Ribbonfish,great for kings.


----------



## espanolabass (Jul 20, 2006)

Yep Ribbonfish caught 3 last Sat. Nasty buggers, try to bite you while unhooking them.


----------



## SEAHUNT186 (Dec 24, 2004)

So, that's a ribbonfish. How big do those get?? And those teeth are sharp and strong. 
BTW, that was the only fish I caught inside Moses Lake. Did catch some croaker outside of the gate though.
Steve


----------



## 85LoneStar (Feb 26, 2006)

That's the biggest ribbon fish I've seen!

Mount it!


----------



## Dan Palmer (Jun 6, 2006)

That's a ribbon fish... Good bait offshore...............


----------



## Brian Castille (May 27, 2004)

Those ribbonfish get pretty long. I've caught them up to 4' long at the jetties. A few months ago, there was a pair of them in the green lights at the beach house. It was pretty cool to watch them!

If you cooked up that 20" black drum and a 20" redfish I bet you couldn't tell the difference. I'd be willing to bet that a some of the "redfish" in restaurants is really black drum.


----------



## SEAHUNT186 (Dec 24, 2004)

Brian Castille said:


> I'd be willing to bet that a some of the "redfish" in restaurants is really black drum.


Along with a bunch of other fish as well. 
I have enough fish in the freezer not to keep those black drum anyway. The funny thing is I fished all over the place and ended up catching the redfish right by the boat ramp. Go figure....
Steve


----------



## bbridges (May 21, 2004)

We caught several ribbonfish there at the gates Sunday afternoon.

Brian


----------



## mastercylinder60 (Dec 18, 2005)

Brian Castille said:


> I'd be willing to bet that a some of the "redfish" in restaurants is really black drum.


me, too.

cutlassfish and ribbonfish are the same thing around here.


----------



## CLODHOPPER (Aug 25, 2006)

*What is that fish*

Mercy.
Thats the biggest ribbon fish I ever saw.. I hate the things...


----------



## johnny a (Jun 10, 2006)

Brian Castille said:


> If you cooked up that 20" black drum and a 20" redfish I bet you couldn't tell the difference. I'd be willing to bet that a some of the "redfish" in restaurants is really black drum.
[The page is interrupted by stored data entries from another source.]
PR #227, opened 2022-04-08
#224: Fix fnm serializer to only print filepath item of dict values

### LINKED ISSUE #224: RainfallRunoffModel does not get saved correctly
**Describe the bug**
sobek_3f.fnm does not save correctly

**To Reproduce**
1. run the following code:

`from hydrolib.core.io.fnm.models import RainfallRunoffModel`
`from pathlib import Path`
`fnm = RainfallRunoffModel(filepath=Path("tests/data/input/e02/c11_korte-woerden-1d/dimr_model/rr/Sobek_3b.fnm"))`
`fnm.filepath = "test.fnm"`
`fnm.save()`

3. Notice the file get saved as below, where all objects that are read are saved as a dict-representation of their classes.

**Expected behavior**
Expected all records in test.fnm to be pointing to files relative to the fnm-file.

**Screenshots**
image

 - OS: Windows
 - Version: 0.2.1 branch 223-dimr-rainfallrunoffmodel-fmmodel-are-not-read

**Additional context**

arthurvd:
Fixes #224 
Otherwise, it would print '{'filepath': WindowsPath('3b_nod.tp'), 'node': []}', now it just prints '3b_nod.tp'.

### DIFF
--- a/hydrolib/core/io/fnm/models.py
+++ b/hydrolib/core/io/fnm/models.py
@@ -3,6 +3,7 @@
 from pathlib import Path
 from typing import Callable, Dict, Iterable, Literal, Optional
 
+from pydantic import Field
 from pydantic.types import FilePath
 
 from hydrolib.core.basemodel import FileModel
@@ -20,8 +21,8 @@ class RainfallRunoffModel(FileModel):
 
     # Note that order is defined by the .fnm file type and is used for parsing the data.
     control_file: Path = Path("delft_3b.ini")
-    node_data: Optional[NodeFile]
-    link_data: Optional[LinkFile]
+    node_data: Optional[NodeFile] = Field(None)
+    link_data: Optional[LinkFile] = Field(None)
     open_water_data: Path = Path("3brunoff.tp")
     paved_area_general: Path = Path("paved.3b")
     paved_area_storage: Path = Path("paved.sto")
@@ -31,7 +32,7 @@ class RainfallRunoffModel(FileModel):
     pluvius: Path = Path("pluvius.3b")
     pluvius_general: Path = Path("pluvius.alg")
     kasklasse: Path = Path("kasklass")
-    bui_file: Optional[BuiModel] = None
+    bui_file: Optional[BuiModel] = Field(None)
     verdampings_file: Path = Path("default.evp")
     unpaved_area_general: Path = Path("unpaved.3b")
     unpaved_area_storage: Path = Path("unpaved.sto")
--- a/hydrolib/core/io/fnm/serializer.py
+++ b/hydrolib/core/io/fnm/serializer.py
@@ -2,21 +2,20 @@
 
 import inspect
 from pathlib import Path
-from typing import Dict, Iterable, Optional
+from typing import Dict, Iterable, Optional, Union
 
 
-def _calculate_max_value_length(data: Iterable[Optional[Path]]) -> int:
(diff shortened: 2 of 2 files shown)


hydrolib/core/io/fnm/models.py
```diff
@@ -20,8 +21,8 @@ class RainfallRunoffModel(FileModel):
 
     # Note that order is defined by the .fnm file type and is used for parsing the data.
     control_file: Path = Path("delft_3b.ini")
```
Carsopre, line 23: I would make sure to cover the initialization of this class with tests.

hydrolib/core/io/fnm/serializer.py
```diff
@@ -2,21 +2,20 @@
...
+    return max(map(len, data))
 
 
-def _calculate_offset(value: str, max_len: int) -> str:
-    return (max_len - len(value)) * " "
+def _get_string_value(path_value: Optional[Union[dict, Path]]) -> str:
+    if type(path_value) is dict:
+        value = str(path_value.get("filepath", ""))
+    else:
+        value = str(path_value) if path_value is not None else ""
```
Carsopre, line 16: Personally I think you should be more direct, you are expecting an object type Path, so:
```suggestion
    value: str = "" # Initialize to empty string.
    if type(path_value) is dict:
        value = str(path_value.get("filepath", ""))
    elif isinstance(path, Path):
        value = path_value.resolve()        
```

Of course it would be good to have tests covering this part.

Carsopre: Also as a heads up, I recall the approach of hydrolib was a 'hard fail'. With the above code we do not allow it to crash.

hydrolib/core/io/fnm/serializer.py
```diff
@@ -2,21 +2,20 @@
...
 from pathlib import Path
-from typing import Dict, Iterable, Optional
+from typing import Dict, Iterable, Optional, Union
 
 
-def _calculate_max_value_length(data: Iterable[Optional[Path]]) -> int:
-    sizes = (len(str(v)) for v in data if v is not None)
-    return max(sizes)
+def _calculate_max_value_length(data: Iterable[str]) -> int:
+    return max(map(len, data))
```
Carsopre, line 9: Nice

Carsopre (commented):
I believe the changes are adequate. However i strongly suggest to add a few tests to ensure the future correct behavior of this part of the code.

hydrolib/core/io/fnm/models.py
```diff
@@ -20,8 +21,8 @@ class RainfallRunoffModel(FileModel):
...
-    node_data: Optional[NodeFile]
-    link_data: Optional[LinkFile]
+    node_data: Optional[NodeFile] = Field(None)
+    link_data: Optional[LinkFile] = Field(None)
```
Carsopre, line 25: I would make sure to cover the initialization of this class with tests. (goes as well for bui_file).

hydrolib/core/io/fnm/serializer.py
arthurvd: Thanks @Carsopre , I've implemented this, but also added an ``elif isinstance(path_value, str):`, because that was needed for references to non-existent files in some unit tests. See 7eaebb2.

Covered by test `test_parse_serialize_should_return_same_result()`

Years ago I worked for a Seafood Market. We got an order for 100lbs of red fish fillets. We did not have enough red fish to make up the order but had just got in close to a ton of fresh drum. Guess what the resturant got?


----------



## goatchze (Aug 1, 2006)

I'll tell you that I keep black drum and can't tell the difference. Neither can my buddies, and it doesn't matter whether I fry it or cook it some other way.

Of course, I DO tell them it's redfish.









Sounds like you may need some help with that freezer!


----------



## CosmicCowboy (Jun 20, 2006)

I got into an area near Wilsons Cut a couple of years ago that was loaded with ribbonfish...lost about $20 worth of flys in about 10 minutes...with those choppers it's literally one fish per fly....


----------



## shadslinger (Aug 21, 2005)

It's a mud bass, a mean one.


----------



## kenny (May 21, 2004)

I knew a guy that cast netted big shad at night and sold them by the box to bait camps.
He usually worked long into the night around TC dike area and was always catching quite a few ribbon fish. One night he caught one maybe 6 feet long and it was all tangled in his net. While he was untangling the fish it suddenly lashed out and buried it's teeth in his forearm. I saw the wound the next day and it was nasty.


----------



## S.O.B.(Salt On the Brain) (Jan 8, 2006)

*They Don't Just Bite...........*

I netted a 3-1/2 footer by the station street pier in Port Aransas about ten years ago. Thing was about 4" deep and 1" thick. Eyes the size of a quarter!!

I'd seen people who looked like they might bleed to death from accidental cuts from dead ones used for kingfish baits, so I knew I didn't want to get near those teeth. I stepped gently on its head so I could pick it up, and that little bastard tailwhipped me. Right through my shirt sleeve. I pulled my sleeve up to look, and there was blood on my arm, and a nasty, raised red line about 6" long.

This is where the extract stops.